The Olympics coming to Los Angeles in 2024 is doubtful, the city will continue to defy President Donald Trump on immigration and O.J. Simpson would not likely be welcomed back by Angelenos, according to Los Angeles Mayor Eric Garcetti.
The mayor sat down with BuzzFeed Editor-in-Chief Ben Smith for a wide-ranging interview at an event in Rancho Palos Verdes, and delivered yet another sign that Los Angeles has all but conceded the 2024 Games to Paris.
The two cities are officially competing for the 2024 Games, although the International Olympic Committee recently announced a plan to award both the 2024 and 2028 Summer Games in September, and Paris is widely considered the favorite to go first.
Garcetti told Smith that 2024 “is not probably most likely to happen.” That would presumably mean the 2028 Olympics would be in Los Angeles.
The mayor Wednesday was also asked about O.J. Simpson, who was recently granted parole after serving nine years in a Nevada prison for armed robbery. Garcetti’s father, Gil Garcetti, is a former Los Angeles County district attorney and famously oversaw the prosecution of Simpson in 1994 and 1995 for the killing of is ex-wife, Nicole Simpson, and Ron Goldman.
Simpson was acquitted of the homicides, which occurred in Brentwood where the former football star also lived.
Is he welcome in Los Angeles?” Garcetti told BuzzFeed. I don’t think most Angelenos would welcome him. I don’t think a lot of communities would welcome him.”
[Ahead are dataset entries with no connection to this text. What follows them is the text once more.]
PR #1090, opened 2026-07-28
[MCOMPILER-595] Enable parameter metadata by default

### LINKED ISSUE #858: [MCOMPILER-595] Make -parameters enabled by default
**[Tamas Cservenak](https://issues.apache.org/jira/secure/ViewProfile.jspa?name=cstamas)** opened **[MCOMPILER-595](https://issues.apache.org/jira/browse/MCOMPILER-595?redirect=false)** and commented

More and more frameworks rely on reflective access to parameter names.

---

2 votes, 2 watchers

wilx:
## Summary

- Enable `-parameters` by default for both `compiler:compile` and `compiler:testCompile`.
- Document that `maven.compiler.parameters=false` opts out of parameter-name metadata.
- Extend the MCOMPILER-298 integration test to verify both the new default and the explicit opt-out.

## Motivation

More frameworks rely on reflection to obtain method parameter names. Generating that metadata by default makes those names available without requiring every project to opt in explicitly, while retaining a configuration switch for projects that do not want the metadata.

Fixes https://github.com/apache/maven-compiler-plugin/issues/858

## Validation

`JAVA_HOME=/opt/jdks/latest-21 /opt/maven/latest-4/bin/mvn -ntp -Prun-its -Dinvoker.test=MCOMPILER-298 clean verify`

### DIFF
--- a/src/it/MCOMPILER-298/invoker.properties
+++ b/src/it/MCOMPILER-298/invoker.properties
@@ -16,3 +16,4 @@
 # under the License.
 
 invoker.goals = test
+invoker.goals.2 = clean test -Dmaven.compiler.parameters=false -DexpectedParameterNamePresent=false
--- a/src/it/MCOMPILER-298/pom.xml
+++ b/src/it/MCOMPILER-298/pom.xml
@@ -45,9 +45,6 @@
         <groupId>org.apache.maven.plugins</groupId>
         <artifactId>maven-compiler-plugin</artifactId>
         <version>@project.version@</version>
-        <configuration>
-          <parameters>true</parameters>
-        </configuration>
       </plugin>
     </plugins>
   </build>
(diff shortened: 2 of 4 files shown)


desruisseaux:
In Maven 3, the Maven Compiler Plugin often overwrote the default options of the standard `javac` command with Maven's own opinion of what these defaults should be. The consequence was, for example, arbitrary and non-obvious default values for the `-target` option.

In the 4.x line of Maven Compiler Plugin, a design goal so far was to have the same defaults as the standard `javac` command. A `javac` option is not added unless explicitly requested, in an attempt to be less surprising for developers who read the Oracle `javac` man page. This pull request would be a first breach in this attempt to be consistent.

Given that the default value of this parameter can be set by the `maven.compiler.parameters` property, would it be okay for projects who want such default to specify it in a parent `pom.xml`?

wilx:
While I have to enable it all the time for Spring Framework, I can deal with it. I saw the https://github.com/apache/maven-compiler-plugin/issues/858 and ran with it. I guess both the PR and the issue should be closed then.

desruisseaux:
Thanks. I'm closing this pull request on the basis of consistency with default behaviour of standard `javac`. I re-targeted #858 to 3.x since the 3.x line of the Compiler Plugin already has defaults that diverge from `javac` defaults. Therefore, maybe the question of whether to provide this default is still open for 3.x.

PR #1092, opened 2026-07-28
[MCOMPILER-569] Document implicitly compiled excluded sources

### LINKED ISSUE #778: [MCOMPILER-569] Plugin doesn't exclude module-info
**[Pavel_K](https://issues.apache.org/jira/secure/ViewProfile.jspa?name=pavel_k)** opened **[MCOMPILER-569](https://issues.apache.org/jira/browse/MCOMPILER-569?redirect=false)** and commented

The following code must exclude maven-info file.

```java
<plugin>
     <version>3.11.0</version>
     <configuration>
         <source>${maven.compiler.source}</source>
         <target>${maven.compiler.target}</target>
         <excludes>
             <exclude>**/module-info.java</exclude>
         </excludes>
     </configuration>
 </plugin>
```

However, plugin compiles module-info and adds module-info.class to jar file

---

**Affects:** 3.11.0

wilx:
Clarify the `compile` and `testCompile` exclusion parameter documentation: an excluded source such as `module-info.java` may still be compiled when `javac` finds it implicitly. Link both parameters to `<implicit>`, which can be set to `none` to suppress class generation for implicitly referenced sources.

This documents the distinction between the plugin's explicit source filtering and `javac`'s implicit source discovery.

Fixes #778

       pulling in other changes.
       commit message.

### DIFF
--- a/src/main/java/org/apache/maven/plugin/compiler/CompilerMojo.java
+++ b/src/main/java/org/apache/maven/plugin/compiler/CompilerMojo.java
@@ -109,6 +109,10 @@ public class CompilerMojo extends AbstractCompilerMojo {
 
     /**
      * A list of exclusion filters for the compiler.
+     * A file such as {@code module-info.java} may still be compiled if it is implicitly referenced by the compiler,
+     * even if it has been excluded.
+     *
+     * @see AbstractCompilerMojo#implicit
      */
     @Parameter
     private Set<String> excludes = new HashSet<>();
--- a/src/main/java/org/apache/maven/plugin/compiler/CompilerMojo.java
+++ b/src/main/java/org/apache/maven/plugin/compiler/CompilerMojo.java
@@ -109,8 +109,9 @@ public class CompilerMojo extends AbstractCompilerMojo {
 
     /**
      * A list of exclusion filters for the compiler.
-     * A file such as {@code module-info.java} may still be compiled if it is implicitly referenced by the compiler,
-     * even if it has been excluded.
+     * Excluding a source file only prevents the plugin from passing it explicitly to the compiler.
+     * The compiler may still find it on the source path and generate a class file for it.
+     * This can happen with {@code module-info.java}.
      *
      * @see AbstractCompilerMojo#implicit
      */
--- a/src/main/java/org/apache/maven/plugin/compiler/TestCompilerMojo.java
+++ b/src/main/java/org/apache/maven/plugin/compiler/TestCompilerMojo.java
@@ -96,8 +96,9 @@ public class TestCompilerMojo extends AbstractCompilerMojo {
 
     /**
      * A list of exclusion filters for the compiler.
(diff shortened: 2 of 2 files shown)


src/main/java/org/apache/maven/plugin/compiler/CompilerMojo.java
```diff
@@ -109,6 +109,10 @@ public class CompilerMojo extends AbstractCompilerMojo {
 
     /**
      * A list of exclusion filters for the compiler.
+     * A file such as {@code module-info.java} may still be compiled if it is implicitly referenced by the compiler,
```
elharo: I don't understand what "implicitly referenced by the compiler" means.

elharo (dismissed):

src/main/java/org/apache/maven/plugin/compiler/CompilerMojo.java
wilx: This is described in <https://docs.oracle.com/en/java/javase/17/docs/specs/man/javac.html#searching-for-module-package-and-type-declarations>. The relevant lines are 

> When compiling code for a module, the compiler also needs to have available the declaration of that module.
> A successful search may produce a class file, a source file, or both. If both are found, then you can use the [-Xprefer](https://docs.oracle.com/en/java/javase/17/docs/specs/man/javac.html#option-Xprefer) option to instruct the compiler which to use.
> If a search finds and uses a source file, then by default javac compiles that source file. This behavior can be altered with [-implicit](https://docs.oracle.com/en/java/javase/17/docs/specs/man/javac.html#option-implicit).

Feel free to suggest better wording.

wilx:
I have pushed a change with different wording.

desruisseaux (approved):

src/main/java/org/apache/maven/plugin/compiler/CompilerMojo.java
```diff
@@ -109,6 +109,10 @@ public class CompilerMojo extends AbstractCompilerMojo {
 
     /**
      * A list of exclusion filters for the compiler.
+     * Excluding a source file only prevents the plugin from passing it explicitly to the compiler. The compiler may
+     * still find it on the source path and generate a class file for it. This can happen with {@code module-info.java}.
```
desruisseaux: This is a minor detail, but at least on `master` I tend to change line after a dot or coma when possible. Therefore the comment could be (exact same text):

```java
     * Excluding a source file only prevents the plugin from passing it explicitly to the compiler.
     * The compiler may still find it on the source path and generate a class file for it.
     * This can happen with {@code module-info.java}.
```

The reason for this formatting is that, if we edit the sentences again in the future, `git diff` shows only the sentence that are impacted. Otherwise we have a mix of potentially 3 sentences that are impacted and it is not immediately obvious that the sentence just before or just after is actually unchanged.

wilx: Fixed.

Simpson told a Nevada parole board last week that he would like to return to Florida. Simpson had lived in the state from the late 1990s until his imprisonment.
Garcetti was also asked about Trump’s repeated threats to cut off federal funding to so-called “sanctuary cities” that don’t fully cooperate with the federal government on immigration enforcement.
Attorney General Jeff Sessions this week said cities must notify the Department of Homeland Security at least 48 hours before releasing immigrant detainees when asked to do so and to grant federal officials access to jails or risk losing millions in funding.
As he has repeatedly done in the past, Garcetti said the city will not change its policies.
“We will not change what we are doing and our values are not for sale,” Garcetti told online news website. “This decision was more of the kind of ideological rhetoric that actually makes us less safe.”